An enzyme that interferes with key memory-forming processes in people with Alzheimer's can now be specifically targeted thanks to the discovery of a protein that helps it do its dirty work, according to new research out of MIT.
This crucial finding is getting us one step closer to a new kind of treatment that could one day prevent and even reverse memory loss in people with Alzheimer's.
Most cutting edge treatments have focussed on analysing and reducing the formation of these protein plaques to help the brain regain its functioning.
The exact role that these clumps play in giving rise to the symptoms of dementia in Alzheimer's patients has never been clear, and drugs that help clear out the clumps also don't seem to do much to return cognitive abilities.
MIT researcher Li-Huei Tsai and her colleagues believe something else must also be responsible, something that switches off the genes involved in for memory formation.
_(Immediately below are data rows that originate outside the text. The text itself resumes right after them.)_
PR #8461, opened 2020-06-17
fix(TabRouter): When calculating next route name, use `initialRouteName` if the current route doesn't exist anymore

jtomaszewski:
Currently:

- if you mount/unmount routes, TabRouter will navigate to the first tab, instead of the tab specified in `initialRouteName` 
  - https://github.com/react-navigation/react-navigation/commit/e20cacad2d51434f86afc07f588a37c4910d498c fixes it
- if you change `initialRouteName` after `TabRouter` is mounted, and then mount/unmount routes, TabRouter will navigate to the old `initialRouteName`, instead to the one that is currently given to the `useNavigationBuilder` hook (through `<TabNav.Navigator initialRouteName={...} />`). 
  - https://github.com/react-navigation/react-navigation/commit/8a4a46ea4f2622f8dc280b99326e821c1431d786 fixes it

We need it because when user commits some router-unrelated action, we rearrange the tabs AND change the initial route, and we want the user land on a different tab that he landed initially before.

### DIFF
--- a/packages/core/src/__tests__/BaseNavigationContainer.test.tsx
+++ b/packages/core/src/__tests__/BaseNavigationContainer.test.tsx
@@ -1,10 +1,6 @@
 import * as React from 'react';
 import { act, render } from 'react-native-testing-library';
-import {
-  DefaultRouterOptions,
-  NavigationState,
-  Router,
-} from '@react-navigation/routers';
+import { NavigationState, Router } from '@react-navigation/routers';
 import BaseNavigationContainer from '../BaseNavigationContainer';
 import NavigationStateContext from '../NavigationStateContext';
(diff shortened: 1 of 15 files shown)


jtomaszewski:
Any tip on how would you see it to be implemented? Should I just do it in the same way, but name it as `defaultRouteName` (and later on we could slowly deprecate `initialRouteName`) ?

satya164:
Need to think about it, but probably there would be a way to override router methods (e.g. by passing a `router` prop) to implement custom behaviour.

satya164:
I'm closing this due to conflicts, but please open an RFC to discuss it more. In the future, please prefer opening an RFC when making such significant changes so we can discuss the API first before working on an implementation to avoid wasted effort.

For over a decade Tsai and her team have sought to understand the processes behind this genetic block.
"We think that once this epigenetic blockade of gene expression is in place, clearing beta amyloid may not be sufficient to restore the active configuration of the chromatin," Tsui said back in 2012.
A family of enzymes called histone deacetylases (HDAC) was suspected to be responsible, with earlier research showing it was possible to help transgenic mice recall tasks if those enzymes were blocked.
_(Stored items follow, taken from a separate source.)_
PR #8465, opened 2020-06-17
Allow the `screenOptions` `header` to be a React component

### LINKED ISSUE #8463: Cannot use Hooks inside Header component
**Current Behavior**

- What code are you running and what is happening?

My Stack Navigator is defined as such (please note the `header` option):

```tsx
<StackNavigator.Navigator screenOptions={{ header: NavigationHeader }}>
  <DrawerNavigator.Screen name='Home' component={HomeScreen} />
  <DrawerNavigator.Screen name='Profile' component={ProfileScreen} />
</StackNavigator.Navigator>
```

I would think that `NavigationHeader` can be a React component, but apparently it has the same function signature as a React component while not being a React component. From the docs:

> Function that given `HeaderProps` returns a React Element, to display as a header.

- Include a screenshot or video if it makes sense.

The error that I get if I put a hook inside `NavigationHeader` is (in this case, I tried to `useMemo`):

One enzyme in particular called HDAC2 was found to be overexpressed in the brains of people with Alzheimer's disease, giving researchers a target for treatment.
The enzyme acts as a master switch for the functioning of genes required in memory formation. In simple terms, HDAC2 causes protein called histones to wind DNA so tightly its code can no longer be transcribed.
For years researchers have tried to find ways to interfere with HDAC2's functioning, to no avail.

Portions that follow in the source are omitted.